Accueil > Critiques > 2024

Bertier – Machine Ronde

vendredi 1er mars 2024, par marc


L’essoufflement est un phénomène bien connu en musique. Un des mécanismes pour le contourner est de s’entourer. Autour des deux membres fixes du projet (Pierre Dungen et Lara Herbinia), il y a toujours eu une effervescence créative, ce qui leur permet non seulement d’évoluer mais de présenter avec ce quatrième album une sorte de synthèse et leur opus le plus abouti et enthousiasmant.

Chanson littéraire. C’est probablement un label que les auteurs eux-mêmes refuseront. Et ils auront raison parce que toute tentative de sérieux trop prononcée est contrebalancée par une envie pop et ludique. Baby Relax donc, rien n’est sentencieux. L’autre bonne nouvelle, c’est que la forme est avenante, laissait de place pour que les ambiances s’installent.
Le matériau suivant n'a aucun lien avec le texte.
PR #129, opened 2022-10-10
Check if model config override is provided

krishung5:


src/model_repository_manager.h
```diff
@@ -81,7 +81,6 @@ class ModelRepositoryManager {
     std::string model_name_;
     Status status_;
     bool checked_;
-    // FIXME
```
rmccorm4, line 84: was this not needed? or is there some corresponding ticket?

rmccorm4: Looks like this was added by @GuanLuo a while back here: https://github.com/triton-inference-server/server/commit/09271f9c4d4d935bd9667dd2be2208d2dd5effd0

@GuanLuo any context?

src/model.cc
```diff
@@ -96,7 +96,7 @@ Model::Init()
     const auto config_path = JoinPath({model_dir_, kModelConfigPbTxt});
     bool exists = false;
     RETURN_IF_ERROR(FileExists(config_path, &exists));
-    if (!exists) {
+    if (!exists && !is_config_override_) {
```
GuanLuo, line 99: Instead of passing `is_config_override_`, you can pass a generic flag `is_config_provided_` which is `config_override | config_file_exisits`. In fact, you can pass `parsed_config` in `ModelRepositoryManager::InitializeModelInfo()` which should have the same evaluation as what is mentioned above.

krishung5: Updated, please review.

tanmayv25 (approved):

src/model.cc
```diff
@@ -88,15 +88,15 @@ Model::SetScheduler(std::unique_ptr<Scheduler> scheduler)
...
 Status
-Model::Init()
+Model::Init(const bool is_config_provided)
 {
   // If the model configuration has not been set, then look
   // whether the config file was explicitly provided.
   if (!set_model_config_) {
     const auto config_path = JoinPath({model_dir_, kModelConfigPbTxt});
     bool exists = false;
     RETURN_IF_ERROR(FileExists(config_path, &exists));
```
GuanLuo, line 98: Don't need this

GuanLuo: parsed_config already check the existence https://github.com/triton-inference-server/core/blob/7aa014ca08ade31f338158ddbd3aa83fb6a54726/src/model_repository_manager.cc#L1126-L1137

krishung5: Updated, thanks for the catch.

krishung5:
[CI](https://gitlab-master.nvidia.com/dl/dgx/tritonserver/-/jobs/46251103) passed.

GuanLuo (approved):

Comme Miossec dans son genre, ce sont les collaborations qui définissent la mise à forme, et, de là, une bonne partie de la réussite.

Après Feu.e qui rassemblait des artistes venus d’horizons divers et variés, tout ici a été composé et joué par Yan Péchin (Brigitte Fontaine, Alain Bashung, Hubert-Félix Thiéfaine,…) et on peut dire que c’est la bonne idée qui sous-tend la réussite de cet album. Il arrive à la fois à apporter de la cohérence et de la variété. Il peut ainsi provoquer un occasionnel décalage (ou contrepoint) entre la douceur d’un americana policé et une confession sur En Découdre ou proposer une guitare un peu déstructurée sur la fin de Demande à John, voire amener Gaïa dans des terres plus déconstruites. Il apporte une vraie profondeur en tous cas.
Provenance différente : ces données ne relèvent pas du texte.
PR #142, opened 2022-11-23
Add tritoncache APIs

rmccorm4:
Main Changes:
- General structure of new TRITONCACHE APIs and scaffolding from CLI to Core has added
    - `tritoncache.cc` was added with core-side TRITONCACHE API implementations
    - `cache_manager.*` and `cache_entry.*` have been added to encapsulate shared library communication
    - Some optimizations can definitely be made in the number of copies being done and lifetimes/ownership, open to a lot of feedback here
- `--response-cache-byte-size` and corresponding C API has been deprecated in favor of `--cache-config` and `--cache-dir`. SetResponseCacheByteSize API will now call SetCacheConfig with specified size for now.
- Some "band-aid" fixes have been made on the metrics/stats related to caching, but will be fixed more thoroughly in a follow-up PR
- Response Cache unit test has been updated to use new Cache API via TritonCacheManager 

Some (potential) follow-up PRs:
- [ ] docs updates (response_cache.md, metrics.md, etc.)
- [ ] (?) per-model caches, cache config specified in model `config.pbtxt` as suggested by Iman
- [ ] remove copy from cache impl side by instead adding some callback/signal to hold onto a buffer until Triton has copied it to response output
    - may profile with nsys to see the specific impact here
 
<details>
<summary>TODO Items</summary>

- [x] serialize/deserialize responses
- [x] simple test that responses are cached correctly with example client
- [x] Remove or update `--response-cache-byte-size > 0` logic for enabling cache
    - this can be controlled by cache/cache_config
- [x] pass cache_config to TritonCache
- [x] pass cache_dir to TritonCache
- [x] re-enable minimal unit test
- [x] minimally fix cache stats for perf analyzer (follow up PR for thorough fixes)
- [x] Check memory leaks
- [x] check copyrights
- [x] Update cache unit test (follow up test PR: #144)
- [ ] Add API descriptions/docs (TBD on some copy/ownership changes)
---
- [ ] Performance benchmarking
    - [ ] Optimize copies / remove unnecessary copies
    - [ ] Consider Exists API, may be tricky concurrency wise (exists when checking but not when looking up), or hurt performance (add concurrency around Exists + Insert/Lookup)
    - [ ] Nsight compare
    - [ ] Verify no C++17 related bottlenecks
- [ ] Check stats/metrics (follow up metric PR)
    - [ ] Check L0_perf_analyzer_report
    - [x] Update cache miss stats through model rather than request due to request lifetime issues (released by backend before callback)
 - [ ] Update response_cache.md doc (follow up doc PR)

</details>

Corresponding server changes: https://github.com/triton-inference-server/server/pull/5119

### DIFF
--- a/include/triton/core/tritoncache.h
+++ b/include/triton/core/tritoncache.h
@@ -1,4 +1,4 @@
-// Copyright 2022, NVIDIA CORPORATION & AFFILIATES. All rights reserved.
+// Copyright 2023, NVIDIA CORPORATION & AFFILIATES. All rights reserved.
 //
 // Redistribution and use in source and binary forms, with or without
 // modification, are permitted provided that the following conditions
--- a/include/triton/core/tritoncache.h
+++ b/include/triton/core/tritoncache.h
@@ -129,9 +129,6 @@ TRITONCACHE_ISPEC TRITONSERVER_Error* TRITONCACHE_CacheInsert(
 TRITONCACHE_ISPEC TRITONSERVER_Error* TRITONCACHE_CacheLookup(
     TRITONCACHE_Cache* cache, const char* key, TRITONCACHE_CacheEntry* entry);
 
-TRITONCACHE_ISPEC TRITONSERVER_Error* TRITONCACHE_CacheEvict(
-    TRITONCACHE_Cache* cache);
-
 /* CacheEntry Lifetime Management */
 
 // TODO: Add API descriptions
--- a/include/triton/core/tritoncache.h
+++ b/include/triton/core/tritoncache.h
@@ -157,15 +157,22 @@ TRITONCACHE_DECLSPEC TRITONSERVER_Error* TRITONCACHE_CacheEntryDelete(
 
 // TODO: Add API descriptions
 
-// Sets items in entry
-TRITONCACHE_DECLSPEC TRITONSERVER_Error* TRITONCACHE_CacheEntrySetItems(
-    TRITONCACHE_CacheEntry* entry, void* items, size_t* byte_sizes,
-    size_t num_items);
+// Get number of items in entry
+TRITONCACHE_DECLSPEC TRITONSERVER_Error* TRITONCACHE_CacheEntryItemCount(
+    TRITONCACHE_CacheEntry* entry, size_t* count);
 
-// Gets items from entry
-TRITONCACHE_DECLSPEC TRITONSERVER_Error* TRITONCACHE_CacheEntryItems(
-    TRITONCACHE_CacheEntry* entry, void** items, size_t** byte_sizes,
-    size_t* num_items);
+// Gets the index'th item from entry where 0 <= index < count where
+// 'count' is the value returned by TRITONCACHE_CacheEntryItemCount
+TRITONCACHE_DECLSPEC TRITONSERVER_Error* TRITONCACHE_CacheEntryItem(
+    TRITONCACHE_CacheEntry* entry, size_t index, void** item, size_t* byte_size);
+
+// Adds item to entry
+TRITONCACHE_DECLSPEC TRITONSERVER_Error* TRITONCACHE_CacheEntryAddItem(
+    TRITONCACHE_CacheEntry* entry, void* item, size_t byte_size);
+
+/* Not currently used, may be added in the future for grouping
+   cache entries for actions like evicting all entries associated
+   with certain model, tags, etc.
 
 // Sets tags in entry
 TRITONCACHE_DECLSPEC TRITONSERVER_Error* TRITONCACHE_CacheEntrySetTags(
@@ -174,6 +181,8 @@ TRITONCACHE_DECLSPEC TRITONSERVER_Error* TRITONCACHE_CacheEntrySetTags(
 // Gets tags from entry
 TRITONCACHE_DECLSPEC TRITONSERVER_Error* TRITONCACHE_CacheEntryTags(
     TRITONCACHE_CacheEntry* entry, char*** tags, size_t* num_tags);
+
+*/
 
 #ifdef __cplusplus
 }
--- a/include/triton/core/tritoncache.h
+++ b/include/triton/core/tritoncache.h
@@ -55,6 +55,7 @@ extern "C" {
 #endif
 
 struct TRITONCACHE_Cache;
+struct TRITONCACHE_CacheEntry;
 
 ///
 /// TRITONCACHE API Version
@@ -98,6 +99,8 @@ struct TRITONCACHE_Cache;
 TRITONCACHE_DECLSPEC TRITONSERVER_Error* TRITONCACHE_ApiVersion(
     uint32_t* major, uint32_t* minor);
 
+/* Cache Lifetime Management */
+
 /// Create a new cache object. The caller takes ownership of the
 /// TRITONCACHE_Cache object and must call
 /// TRITONCACHE_CacheDelete to release the object.
@@ -115,18 +118,62 @@ TRITONCACHE_DECLSPEC TRITONSERVER_Error* TRITONCACHE_CacheNew(
 TRITONCACHE_DECLSPEC TRITONSERVER_Error* TRITONCACHE_CacheDelete(
     TRITONCACHE_Cache* cache);
 
-// TODO
+/* Cache Usage */
+
+// TODO: Add API descriptions
+
 TRITONCACHE_DECLSPEC TRITONSERVER_Error* TRITONCACHE_CacheInsert(
-    TRITONCACHE_Cache* cache);
+    TRITONCACHE_Cache* cache, const char* key, TRITONCACHE_CacheEntry* entry);
 
-// TODO
 TRITONCACHE_DECLSPEC TRITONSERVER_Error* TRITONCACHE_CacheLookup(
-    TRITONCACHE_Cache* cache, const char* key, void** entries, size_t** sizes,
-    size_t* num_entries);
+    TRITONCACHE_Cache* cache, const char* key, TRITONCACHE_CacheEntry** entry);
 
-// TODO
 TRITONCACHE_DECLSPEC TRITONSERVER_Error* TRITONCACHE_CacheEvict(
     TRITONCACHE_Cache* cache);
+
+/* CacheEntry Lifetime Management */
+
+/* Cache Entry implementation example
+**
+** TODO: Move to tritoncache.cc or similar
+**
+** struct CacheEntry {
+**   void*  items;         // blobs of data to insert or retrieve with cache
+**   size_t* byte_sizes;   // size of each item in items
+**   size_t  num_items;    // number of items and byte_sizes
+**   char**  tags;         // (optional) tags to associate entry, groups, etc.
+**   size_t  num_tags;     // (optional) number of tags provided
+** }
+*/
+
+// TODO: Add API descriptions
+TRITONCACHE_DECLSPEC TRITONSERVER_Error* TRITONCACHE_CacheEntryNew(
+    TRITONCACHE_CacheEntry** entry);
+
+TRITONCACHE_DECLSPEC TRITONSERVER_Error* TRITONCACHE_CacheEntryDelete(
+    TRITONCACHE_CacheEntry* entry);
+
+/* CacheEntry Field Management */
+
+// TODO: Add API descriptions
+
+// Sets items in entry
+TRITONCACHE_DECLSPEC TRITONSERVER_Error* TRITONCACHE_CacheEntrySetItems(
+    TRITONCACHE_CacheEntry* entry, void* items, size_t* byte_sizes,
+    size_t num_items);
+
+// Gets items from entry
+TRITONCACHE_DECLSPEC TRITONSERVER_Error* TRITONCACHE_CacheEntryItems(
+    TRITONCACHE_CacheEntry* entry, void** items, size_t** byte_sizes,
+    size_t* num_items);
+
+// Sets tags in entry
+TRITONCACHE_DECLSPEC TRITONSERVER_Error* TRITONCACHE_CacheEntrySetTags(
+    TRITONCACHE_CacheEntry* entry, char** tags, size_t num_tags);
+
+// Gets tags from entry
+TRITONCACHE_DECLSPEC TRITONSERVER_Error* TRITONCACHE_CacheEntryTags(
+    TRITONCACHE_CacheEntry* entry, char*** tags, size_t* num_tags);
 
 #ifdef __cplusplus
 }
--- a/include/triton/core/tritoncache.h
+++ b/include/triton/core/tritoncache.h
@@ -100,7 +100,9 @@ struct TRITONCACHE_CacheEntryItem;
 TRITONCACHE_DECLSPEC TRITONSERVER_Error* TRITONCACHE_ApiVersion(
     uint32_t* major, uint32_t* minor);
 
-/* Cache Lifetime Management */
+///
+/// Cache Lifetime Management
+///
 
 /// Create a new cache object. The caller takes ownership of the
 /// TRITONCACHE_Cache object and must call
@@ -119,7 +121,9 @@ TRITONCACHE_ISPEC TRITONSERVER_Error* TRITONCACHE_CacheNew(
 TRITONCACHE_ISPEC TRITONSERVER_Error* TRITONCACHE_CacheDelete(
     TRITONCACHE_Cache* cache);
 
-/* Cache Usage */
+///
+/// Cache Usage
+///
 
 // TODO: Add API descriptions
 
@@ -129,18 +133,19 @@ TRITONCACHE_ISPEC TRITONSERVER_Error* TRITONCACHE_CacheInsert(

Si aucune allusion musicale n’est trop littérale, on ne peut s’empêcher de déceler un petit air de Bashung sur Fais Démarrer ou de Gainsbourg sur Baby Relax. Demande à John est un peu à Fante ce que Jim de Jean-Louis Murat est à Harrisson, soit une intervention d’un auteur en tant que personnage en quête de soi-même.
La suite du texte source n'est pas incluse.